What Would Happen If There Was an Oil Crisis and No One Came?
The standout feature of the current U.S. economy is its remarkable resilience.
With oil prices spiking after Iran managed to disrupt traffic in the Strait of Hormuz, it was only natural to be concerned about the economic fallout from rising gasoline prices. There’s a real risk here—skyrocketing gas prices could hinder demand in other sectors. In a worst-case scenario, declining sales might trigger layoffs, climbing unemployment, and a downward economic spiral.

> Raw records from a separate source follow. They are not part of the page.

PR #253, opened 2019-01-16
Machine Int (bit-vector) semantics of left shift operation.

sdasgup3:
### Symptom
extractMInt(shlMInt(32'1, 1), 0, 32) yields 32'0 instead of 2.

### Reason
In case the bitwidth of the bitvector equals INTEGER.SIZE, the bitvector
is represented as a fixed width bit-vector `Int32Token` of size == 32.
`extractMInt` calls the Int32Token::extract which is:

    ```
    public BitVector extract(int beginIndex, int endIndex) {
      int resultBitwidth = endIndex - beginIndex;
      return BitVector.of( (value >> (bitwidth - endIndex)) & ((1 <<
                            resultBitwidth) - 1), resultBitwidth);
    }
    ```
The problem is with this leftshift operation. With beginIndex = 0 and
endIndex = 32, the operation is supposed to compute an "all 32 set bits
mask" using the opearation `(1 << 32) - 1 == 0 - 1 == 32'-1`. Instead, it
computes `(1 << 32%32)-1 == 0`.

### Proposed Fix
The proposed fix is about treating all the  machine int (bitvectors)
identically, without any special treatment for bit-vectors of specific sizes.


ehildenb:
Jenkins: test this please

dwightguth (approved):

dwightguth:
Jenkins: test this please

dwightguth:
Jenkins: test this please

dwightguth:
Jenkins: test this please

dwightguth:
Jenkins: test this please

dwightguth:
@sdasgup3 if you still want this, please sign the cla.

sdasgup3:
@dwightguth I signed the cla. Thanks for the information.

Issue #254, opened 2019-01-16
Eliminate "Dot" variables from the Haskell Backend Match/Search Output  


traiansf:
The result of Search/Match operations is a substitution.

Th Haskell backend represents this substitution as an ML conjunction (`#And`) of ML equalities (`#Equals`) between a variable and a term.  However, some of the variables are generated when compiling the matching pattern and thus not interesting to the users.  The assignments corresponding to these variables need to be removed from the conjunction.

Related Slack context: around https://runtimeverification.slack.com/archives/CC360GUTG/p1547571211721400

ehildenb:
@traiansf is this still an issue?

traiansf:
I think not. And it seems to old for us to care anyway; moreover, lots of things have changes in the way we pretty print things, so I would say we can close this.

PR #255, opened 2019-01-16
Removing anonymous variables assignments from output substitution

traiansf:
Addressing Issue #254


dwightguth (changes requested):
So, K already has code to prune substitutions of variables that are tagged with the anonymous attribute in the k frontend. You should be adjusting that code if you need to rather than reinventing the wheel.

traiansf:
@dwightguth could you point to a location?  I wouldn't want to convert this into a JavaBackend substitution just to be able to call that pruning code.  The code I wrote would work for any backend outputing substitutions in Kore format.

dwightguth (changes requested):
it looks like you're correct that that was being handled inside the java backend previously. still, I have a couple requests.

haskell-backend/src/main/java/org/kframework/backend/haskell/HaskellRewriter.java
```diff
@@ -245,7 +248,8 @@ public K search(K initialConfiguration, Optional<Integer> depth, Optional<Intege
                         Pattern kore = textToKore.parsePattern(koreOutputFile);
                         KoreToK koreToK = new KoreToK(idsToLabels, mod.sortAttributesFor(), StringUtil::enquoteKString);
                         K outputK = koreToK.apply(kore);
-                        return outputK;
+                        K trimmedOutput = SubstitutionPruning.pruneSubstitution(generatedVars, outputK);
+                        return trimmedOutput;
```
dwightguth: I would like you to return the original output here but with the "anonymous" attribute added to the correct anonymous variables. And then move the substitution trimming code to KPrint.java and run it only when we are pretty printing.

kore/src/main/scala/org/kframework/compile/SubstitutionPruning.scala
```diff
@@ -0,0 +1,55 @@
+package org.kframework.compile
```
dwightguth: I would like you to rewrite this code in Java. We are trying to reduce the amount of scala code we have in the code base, not increase it.

dwightguth (changes requested):
it looks like you are correct that this was happening inside the java backend previously. Still, I would like you to fix a few things.

kore/src/main/scala/org/kframework/compile/SubstitutionPruning.scala
traiansf: Got it!  It wasn't clear to me so far (since my work was mostly on scala code lately) ...

haskell-backend/src/main/java/org/kframework/backend/haskell/HaskellRewriter.java
traiansf: makes sense

traiansf:
I've made the following changes:

- translated the removal code to java
- added the call to the removal code in `KRunExecutionMode`
- removed the code from the Java backend that achieved the same thing for the Java backend
- modified java backend serialization of search results to use ML `#Equals` instead of `==K`
- added a krun print option to control whether assignments of anonymous variables are printed

Still to do:
- Update the tests which are failing because of the change from `==K` to `#Equals`

@dwightguth could you please take a look to check whether you are OK with the changes so far?  If so, I'll make another commit with the tests changes.

dwightguth (changes requested):
This looks fine, but term normalization happens during pretty printing in KPrint.java, not in KRunExecutionMode. You should revert those changes and move it to the right place, otherwise people who request the raw term from k will get something different than we want. Look for the code relating to sorting collections and alpha renaming, that's where this goes.

traiansf:
Well, I know that you proposed to put it in `KPrint`, but I don't think that it should be there because  by the time a pattern reaches KPrint it is simply a term, information on where it comes from is lost;  the problem I'm trying to address is specific to the output of a pattern match (which is supposed to have a specific form) and I'm not convinced that it should be applied on all potential K terms.

If you instead insist it should be there, I'm not sure how to ensure that for any K term, given in any form, once can (soundly) eliminate all equalities in which the LHS is an anonymous variable.  Do we even want to eliminate all of them?

dwightguth:
I mean it seems to me that any output term that has the form of a substitution should have this change applied to it.

traiansf:
Jenkins: test this please

traiansf:
Jenkins: test this please

ehildenb:

traiansf:
@dwightguth I've tested it on a separate machine and confirmed that the changes in this PR make krun seemingly loop forever for certain tests, so I'm going to have to debug it further.

traiansf:
@dwightguth can you please re-review?  Apparently the looping behavior was caused by a bug in the hashcode implementation of mini.KApply which was triggering an exponential (in number of KApply nodes) evaluation of hashcodes.

dwightguth:
Looks okay but I still need to review the tests which I can't do on GitHub. I'll try to get to this later today.

dwightguth:
I'm closing this as it has bitrotted. If you still need this functionality, feel free to fix the conflicts and issues and make a new PR.

PR #262, opened 2019-01-22
Build debian package

dwightguth:
Builds by running dpkg-buiildpackage in the root of the repo. Also requires rustup 1.28 and stack to be installed on the system in addition to the explicitly listed build dependencies. The built debian package is about 37 MB and all told when installed with dependencies on a base ubuntu system (via `sudo apt install kframework_5.0.0_amd64.deb`) it adds an additional gigabyte of unpacked data. But the installed tool can use the llvm, ocaml, and java backends with no additional manual setup.

@bmmoore since this is my first debian package if you have any feedback it would be appreciated. I figure we can do versioning in a future PR because we're not going to be using launchpad yet anyway.


ehildenb:

bmmoore (approved):
This looks reasonable as long as it works.
You might consider making the version include a `~` component giving a prerelease version, but maybe not if it's going to be used by the class.

Have you testing installation and removal? It's recommended to do that in a chroot for easy diffing: https://wiki.debian.org/HowToPackageForDebian#All_tests_in_chroot

dwightguth:
I tested installation and removal in a clean vm. I can set up a chroot if it matters though?

PR #266, opened 2019-01-24
Fix illegal reflective access warnings in Java 11

dwightguth:


java-backend/src/test/java/org/kframework/backend/java/kil/BuiltinListTest.java
```diff
@@ -27,10 +27,6 @@
 
     @Before
     public void setUp() {
-        when(globalContext.getDefinition()).thenReturn(definition);
-        when(definition.subsorts()).thenReturn(subsorts);
-        when(subsorts.isSubsortedEq(Sort.LIST, Sort.LIST)).thenReturn(true);
-        when(subsorts.isSubsortedEq(Sort.LIST, Sort.INT)).thenReturn(true);
```
traiansf, line 33: Why is this not needed anymore?

traiansf (approved):

java-backend/src/test/java/org/kframework/backend/java/kil/BuiltinListTest.java
dwightguth: It was already not needed, but the update to the mockito version caused it to raise an error about unused stubs.

PR #268, opened 2019-01-25
Build and test debian package

dwightguth:
Ready for review. Builds the debian package for Ubuntu Bionic on every PR and tests the K tutorial on the installed system. Then the master job will upload the package to the github release it creates.


ehildenb (approved):
Looks good to me.

PR #269, opened 2019-01-28
Optimizations to take advantage of Dockerfile cacheing

ehildenb:


ehildenb:
@dwightguth it looks like this Dockerfile based build will shave off 20 minutes or so.

PR #270, opened 2019-01-28
Quote domain value strings in all cases.

virgil-serbanuta:


phillipharr1s (dismissed):

kernel/src/main/java/org/kframework/backend/kore/ModuleToKORE.java
```diff
@@ -1341,7 +1341,7 @@ public void apply(KToken k) {
                 convert(k.sort(), false);
                 sb.append("}(");
                 if (module.sortAttributesFor().get(k.sort()).getOrElse(() -> Att.empty()).getOptional("hook").orElse("").equals("STRING.String")) {
-                    sb.append(k.s());
+                    sb.append(StringUtil.enquoteKString(k.s()));
```
dwightguth, line 1344: uh, this is seriously going to break the llvm backend. The kore representation for the String
```
foo
bar
```

should be "foo\nbar", not "\"foo\\nbar\"".

Or am I misunderstanding what this is doing?

virgil-serbanuta: So, right now the k file contains domain values like
```
\dv{??}("foo
bar").
```

I am attempting to convince it to represent them as
```\dv{??}("foo\nbar")
```

dwightguth:
Closing as I believe this was fixed elsewhere.

PR #2744, opened 2022-07-22
Add kore-rpc client

tothtamas28:
Blocked on: https://github.com/runtimeverification/haskell-backend/pull/3146

TODOs:
* [ ] Unit tests
* [ ] Integration tests
* [ ] Consider implementing non-blocking behaior with `asyncio`
* [ ] Implement the `cancel` endpoint (only makes sense for non-blocking behavior)

### DIFF
--- a/pyk/src/pyk/kore/client.py
+++ b/pyk/src/pyk/kore/client.py
@@ -110,10 +110,12 @@ class JsonRpcClient(ContextManager['JsonRpcClient']):
 @dataclass(frozen=True)
 class KoreClientError(Exception):
     message: str
+    code: int
     context: Tuple[str, ...]
 
-    def __init__(self, message: str, context: Sequence[str] = ()):
+    def __init__(self, message: str, code: int, context: Sequence[str] = ()):
         object.__setattr__(self, 'message', message)
+        object.__setattr__(self, 'code', code)
         object.__setattr__(self, 'context', tuple(context))
         super().__init__(message)
 
@@ -249,7 +251,7 @@ class KoreClient(ContextManager['KoreClient']):
             return self._client.request(method, **params)
         except JsonRpcError as e:
             assert e.code != -32602, 'Malformed request'
-            raise KoreClientError(message=e.data['error'], context=e.data['context'])
+            raise KoreClientError(message=e.data['error'], code=e.code, context=e.data['context'])
 
     @staticmethod
     def _state(pattern: Pattern) -> Dict[str, Any]:
--- a/pyk/src/pyk/kore/client.py
+++ b/pyk/src/pyk/kore/client.py
@@ -103,6 +103,7 @@ class JsonRpcClient(ContextManager['JsonRpcClient']):
         if 'error' not in response:
             return
 
+        assert response['error']['code'] not in {-32700, -32600}, 'Malformed JSON-RPC request'
         raise JsonRpcError(**response['error'])
 
 
@@ -250,7 +251,7 @@ class KoreClient(ContextManager['KoreClient']):
         try:
             return self._client.request(method, **params)
         except JsonRpcError as e:
-            assert e.code != -32602, 'Malformed request'
+            assert e.code not in {-32601, -32602}, 'Malformed Kore-RPC request'
             raise KoreClientError(message=e.data['error'], code=e.code, context=e.data['context'])
 
     @staticmethod
--- a/pyk/src/pyk/kore/client.py
+++ b/pyk/src/pyk/kore/client.py
@@ -6,6 +6,7 @@ from dataclasses import InitVar, dataclass
 from enum import Enum
 from typing import (
     Any,
+    ContextManager,
     Dict,
     Final,
     Iterable,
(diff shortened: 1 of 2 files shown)


ehildenb:
One thing that I see missing is the ability to handle some sort of "error" return state, where the Haskell backend may need to return that the query failed for some reason (z3 died, out of memory, out of disk, whatever....).

Another issue is that when checking satisfiabilities of implications (or anything), there really should be three responses: sat, unsat, unknown. If we can't have the unknown value, we need to have the above error ^^^ so that there is some way for the backend to signal unknown to the user.

For example, you make have `P1 #Implies P2`, and the haskell backend can compute "if substitution `S` is applied to `P2`, then it _could_ be satisfiable, but I still don't know if the result is satisfiable." In this case, wewant the substitution and predicate, but also the knowledge that the result is potentially unsat still. Falling back to the error case above would work here at least to signal the outside application that we don't know sat/unsat, but maybe a more direct representation of that is appropriate.

@goodlyrottenapple thoughts?

tothtamas28:
> One thing that I see missing is the ability to handle some sort of "error" return state, where the Haskell backend may need to return that the query failed for some reason (z3 died, out of memory, out of disk, whatever....).

In such a case `KoreClient` raises `KoreClientError`. What we could do is - given the server specifies what sort of error responses it may return - refine this class to raise more specific exceptions.

pyk/src/pyk/kore/client.py
```diff
@@ -0,0 +1,300 @@
...
+
+    def close(self) -> None:
+        self._client.close()
+
+    def _request(self, method: str, **params: Any) -> Dict[str, Any]:
+        try:
+            return self._client.request(method, **params)
+        except JsonRpcError as e:
+            assert e.code != -32602, 'Malformed request'
+            raise KoreClientError(message=e.data['error'], code=e.code, context=e.data['context'])
```
ehildenb: I see here the `KoreClientError` but I guess this is only for actually bad input data. Can it be extended to also handle cases like "BackendCrashed" or "SatisfiabilityUnknown"?

tothtamas28: Whenever the server sends an error response, this exception will be raised. If both server and client implementations are correct, the error code will be either `-32603 Internal error` or `-32000..-32099 Server error`, The client has assertions to check this, as it should never send a malformed request, which all the other error codes correspond to.

Both `BackendCrashed` and `SatisfiabilityUnknown` would fall into the `Server error` category. I'd say however that `SatisfiabilityUnkonwn` should be a `result`, and not an `error` response.

tothtamas28: Here's an actual stack trace.

```
>>> from pyk.kore.syntax import *
>>> from pyk.kore.client import *
>>> import logging
>>> logging.basicConfig(level=logging.INFO)
>>> client = KoreClient('localhost', 3000)
INFO:pyk.kore.client:Connected to host: localhost:3000
>>> client.execute(Top(SortApp('IntSort')))
INFO:pyk.kore.client:Sending request to localhost:3000: {"jsonrpc": "2.0", "id": 1, "method": "execute", "params": {"state": {"format": "KORE", "version": 1, "term": {"tag": "Top", "sort": {"tag": "SortApp", "name": "IntSort", "args": []}}}}}
INFO:pyk.kore.client:Waiting for response from localhost:3000...
INFO:pyk.kore.client:Received response from localhost:3000: {"error":{"data":{"context":["\\top (<unknown location>)","sort 'IntSort' (<unknown location>)","(<unknown location>)"],"error":"Sort 'IntSort' not defined."},"code":-32002,"message":"Could not verify KORE pattern"},"jsonrpc":"2.0","id":1}

Traceback (most recent call last):
  File "/home/ttoth/git/k/pyk/src/pyk/kore/client.py", line 252, in _request
    return self._client.request(method, **params)
  File "/home/ttoth/git/k/pyk/src/pyk/kore/client.py", line 96, in request
    self._check(data)
  File "/home/ttoth/git/k/pyk/src/pyk/kore/client.py", line 107, in _check
    raise JsonRpcError(**response['error'])
pyk.kore.client.JsonRpcError: Could not verify KORE pattern

During handling of the above exception, another exception occurred:

Traceback (most recent call last):
  File "<stdin>", line 1, in <module>
  File "/home/ttoth/git/k/pyk/src/pyk/kore/client.py", line 280, in execute
    result = self._request('execute', **params)
  File "/home/ttoth/git/k/pyk/src/pyk/kore/client.py", line 255, in _request
    raise KoreClientError(message=e.data['error'], code=e.code, context=e.data['context'])
pyk.kore.client.KoreClientError: Sort 'IntSort' not defined.
```

goodlyrottenapple: I agree with @tothtamas28 on `SatisfiabilityUnknown` being a result. As to the user errors, currently we have two user error codes, namely:
- -32001 Cancel request unsupported in batch mode
- -32002 Could not verify KORE pattern

I will start adding them to the API doc in a separate section to keep a track of them.

ehildenb: Excellent, thank you @goodlyrottenapple . I'll approve this PR, @tothtamas28 feel free to merge when you're ready!

ehildenb (approved):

It didn’t help that the outlook seemed dim. Spring arrived with an economy that felt somewhat sluggish. On paper, GDP only grew at an annual rate of 0.5% in the last quarter of the previous year, partly affected by an extended government shutdown. Up until now, the first-quarter GDP growth seemed weak too, with the latest revision showing just 1.6%.
However, despite these figures, it appears the U.S. economy managed to navigate the Iranian oil crisis. Americans increased their spending by 0.7% in May. Real spending even rose by 0.3% in April, having previously increased 0.4%. Instead of cutting back elsewhere, Americans adjusted to rising gas prices by spending more overall.
Household Spending Withstood Soaring Gas Prices
This trend becomes clearer when examining May’s inflation-adjusted personal spending data released last Thursday. Americans upped their spending — from vehicles, furniture, and appliances, to outdoor gear. We bought more groceries and clothing, and even entertainment wasn’t left behind. Excluding food, energy, and housing, consumer spending rose by 0.4% over the month.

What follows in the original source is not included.